5. The three-dimensional lane line annotation method based on scene reconstruction according to claim 1, characterized in that, The step of performing collinear fitting on the first instance lane line point cloud to obtain the second instance lane line point cloud includes: A unique identifier is assigned to each lane line point cloud within the second instance lane line point cloud.
6. A three-dimensional lane marking device based on scene reconstruction, characterized in that, include: The data acquisition and processing module is used to collect radar data and image data. The data storage module is used to store various data during the lane marking process; The lane line segmentation model training and annotation module is used to train a two-dimensional lane line semantic segmentation model and use the segmentation model to annotate lane lines in two-dimensional image data to obtain lane line semantic segmentation labels. The laser point cloud preprocessing module is used to preprocess the first laser radar point cloud collected. The lane line point cloud semantic acquisition module is used to project the first lidar point cloud onto the coordinate system where the two-dimensional image data is located, thereby obtaining the first semantic lane line point cloud. The lane line instance construction module is used to process the first semantic lane line point cloud to obtain the second instance lane line point cloud; A laser point cloud reprojection module is used to project the second instance lane line point cloud onto the two-dimensional image data to obtain a third instance lane line point cloud; The lane line instance construction module includes a laser point cloud four-dimensional lane line reconstruction module, a laser point cloud clustering and fitting module, and a laser point cloud collinear merging module. The laser point cloud four-dimensional lane line reconstruction module is used to transform the first semantic lane line point cloud to the world coordinate system to obtain the second semantic lane line point cloud of the four-dimensional reconstruction scene containing lane lines. The laser point cloud clustering and fitting module is used to cluster the second semantic lane line point cloud to obtain the first instance lane line point cloud. The laser point cloud collinear merging module is used to perform curve fitting on each lane line in the first instance lane line point cloud; sort the fitted lane lines according to their length and the number of laser points; and determine whether short line instances and long line instances are collinear one by one. If they are collinear, they are merged and fitted until they can no longer be merged into the second instance lane line point cloud.

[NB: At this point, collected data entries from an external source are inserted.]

PR #155, opened 2022-12-12
[Proposal] Readme changes

Ilithy:
Notable (proposed) changes:
- added two new captures to the readme (7-modules and 8-settings.png)
- moved contributors to a dedicated section
- change in the display of screenshots, for more flexibility in the display resolution of the readme
- added details in the presentation text
- some other slight modifications...


TrianguloY:
I'm still not sure about the new header, it is _too big_, maybe on light theme looks better, but on dark theme it looks like this:
image

Hmm, what about without text?
image


And even though the app name is there, I prefer to have it as text because some users have images disabled, and also because the human mind usually ignores big image headers ([it's true!](https://en.wikipedia.org/wiki/Banner_blindness))

The rest of the proposed changes are really nice, thanks!

Once we agree on the header I'll merge the changes.

Ilithy:
Your new header is very well thought out, I find it perfect 👏

Ilithy:
Thanks for restoring the title for me 🙏

PR #157, opened 2022-12-17
Added italian translation files

dperruso:
Added italian translation files in the correct folders. I'll do any corrections after using the app in italian, to better understand context.


TrianguloY:
Thanks!

Here is the app with your locale added.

7. A three-dimensional lane marking device based on scene reconstruction according to claim 6, characterized in that, The device further includes: The four-dimensional interactive display and correction module is used to display the annotation results for annotation personnel to check and confirm.
8. A readable storage medium, characterized in that, The readable storage medium stores computer instructions, which, when executed by a processor, implement a three-dimensional lane line annotation method based on scene reconstruction as described in any one of claims 1-5.